I just spent 16 hours debugging a complicated, annoying and frustrating problem involving pages not loading in a database frontend, and being spontaneously logged out of a webmail application.
The culprit was the SQLite library (or its bindings to Ruby) being useless with error messages. An example:
#<SQLite3::CantOpenException: could not open database: unable to open database file>
This is not okay. First off, not saying what file is a little annoying, but thankfully, I can tell which file by context since this program only opens one database. Second, and most grievous, it doesn’t say which system call failed (though I guess it’s open(2)
)
and third, it doesn’t say what error code. There’s a reason errno.h
exists, people! perror
is your friend.
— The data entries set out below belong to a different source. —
PR #1814, opened 2019-09-03
backend/drm: check for mst: in path property

### LINKED ISSUE #1813: MST detection checks for PATH != 0
Instead we should read the property and check for the `mst:` prefix.

https://github.com/swaywm/wlroots/blob/master/backend/drm/drm.c#L1308

Otherwise this patch will break it: https://lists.freedesktop.org/archives/dri-devel/2019-June/221904.html

Emantor:
Instead of checking that the path property is not 0 to determine if the
connector is an MST connector, check if the path contains the mst:
string.

Fixes #1813

TODO:
- [x] needs testing

### DIFF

A happy little “It didn’t work” exception is no replacement for an exception that could read like this: #<SQLite3::CantOpenException: could not open database important.db: EMFILE: The process already has the maximum number of files open.>
I wouldn’t be hacking about supposing it’s a concurrency and locking issue. I’d be knowing that something’s not closing files like it’s supposed to, like I now know after stracing the process and seeing the real value of errno(3)
.
Don’t do this, folks! Let exceptions carry the most information possible. If you code in C, use perror(3)
.
Now I get to see why my web framework isn't closing the database on a reload.